So I've been trying to limit my communication with him, because no matter what we end up fighting. And I have to be VERY careful with what I say to him, because he will snap with *any* little thing and start threatening to take her away from me.
Today, he did pretty good. He was being *kind* of nice... *somewhat* understanding... and supposedly trying to be helpful. Then I mention that I would prefer just emails. And he pulls out this story out of his ass, on how the reason is because I don't want my boyfriends to see my ex-husband's texts. And that he feels bad for the poor new guy and gives him a month, tops.
First off, there's no guy. Just because he has a girl on the side (and has been having her for the past 6 months) doesn't mean I'm just as shady. He's always been the cheater. I've always been faithful. I just don't want to constantly see his texts. I still have emotions I'm trying to get over, regarding him, and I would prefer just to have email communication, so I can read them when I want to, and not have them constantly in my face every time I go to use my phone.
He gets very mean, and extremely rude when he even *thinks* about me with some guy (which he always makes up in how own head that I have all these guys lined up). But god forbid I say anything about his precious "Jenny Wright" and then he loses it and says it's not about her. I'm so tired of whatever abuse this is. Yeah, I'm sad that my little family didn't work out. That my kid's parents couldn't cut it, as a married couple.
I know it's for the best, because he's insane, depressed, bi-polar, suicidal and has severe anger management issues.. but when does it start getting easy? And why do I have to be so fucking broke?! Juliet and I were use to a life of our own home, never wanting for anything, never living paycheck to paycheck, being able to take her out and to fun places. Now.. .I can barely afford face lotion. Or contact lense solution. I fear I may be late on my car payments, I try to be able to have rent money, and I still have other expenses. Why does he get to live off of unemployment, sitting happily on his ass at his parents house, with his mistress a couple of hours away, while Juliet and I live the way we do, over HIS choices of destroying our family and any chance of fixing it.

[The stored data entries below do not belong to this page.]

PR #578, opened 2020-11-13
Add password prompt back that was lost during a refactor

### LINKED ISSUE #575: Unable to connect to database with SQL authentication that has special characters in the password
I have am dealing with a database that only support SQL authentication and the password I was given has the special characters '$' and ';'. When using scaffold-dbcontext the only workaround that worked for me was to wrap the data-source in single-quotes and the password in double quotes:

Scaffold-DbContext 'Data Source=whatever.net,1433;Initial Catalog=whatEverDb;User Id=MyUserId;Password="dumbPas$word;";' ...

 However I want to use EFPT to do some column renaming, but I cannot connect through the EFPT GUI as the password is presumably not being sanitized in a way that allows special characters.

### Steps to reproduce
1. Create a test database in MS-SQL-Server with a SQL authenticated password like 'dumbPas$word;'. 
2. Try connecting through Reverse-Engineering Menu. Should be unable to connect. 

### Further technical details
EF Core Power Tools version: 2.5.277

Database engine: SQL Server 

Visual Studio version: Visual Studio 2019 16.7.7

ErikEJ:
fixes #575

### DIFF
--- a/src/GUI/EFCorePowerTools/Handlers/ReverseEngineerHandler.cs
+++ b/src/GUI/EFCorePowerTools/Handlers/ReverseEngineerHandler.cs
@@ -14,6 +14,7 @@ using System.Linq;
 using System.Reflection;
 using System.Text;
 using ReverseEngineer20.ReverseEngineer;
+using Microsoft.VisualStudio.Data.Services;
 
 namespace EFCorePowerTools.Handlers
 {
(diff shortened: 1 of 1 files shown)


ErikEJ:
See https://github.com/ErikEJ/EFCorePowerTools/commit/ae3b449fbda79a3ec1f54191815b4a099b81c07b

PR #154, opened 2015-03-23
use custom error handler to correctly handle errors that were suppressed...

### LINKED ISSUE #151: Robo reports error even if suppressed
If php encounters an error that is suppressed via the @ operator, Robo still reports it as an error after the task execution.

```php
{
    public function testError()
    {
        @unlink('/not/existing/file');
    }
}
```

I don't know if there is another solution than checking the triggering line for an @ and not report the error if this is the case.
It may not be a severe issue (i just encountered it in a doctrine command), but maybe it's worth thinking about.

aaukt:
... with the @-operator or by disabling error reporting

fixes #151

### DIFF
--- a/src/Runner.php
+++ b/src/Runner.php
@@ -49,6 +49,7 @@ class Runner
     public function execute($input = null)
     {
         register_shutdown_function(array($this, 'shutdown'));
+        set_error_handler(array($this, 'handleError'));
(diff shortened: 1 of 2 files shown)


burzum:
:+1:

DavertMik:
thanks!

Good luck to his new woman. She didn't give a shit before, let's hope she starts giving a shit, when all of this comes back to her 10 fold. And how dare he put me down for having two mediocre jobs?! At least I have a job.. and I have TWO!! Yeah, they pay minimum wage, yeah, they're mediocre... but I have to climb my way back to the top, after you dumped me into what seemed like a bottomless pit of abandonment and hopelessness. He's such a fucking hypocrite, all the time and I'm so sick of it. Just give me the money for your child you say you supposedly love so much, help me get rid of the debt we BOTH ACCRUED WHILE MARRIED and then get the fuck out of my life. Kthnx.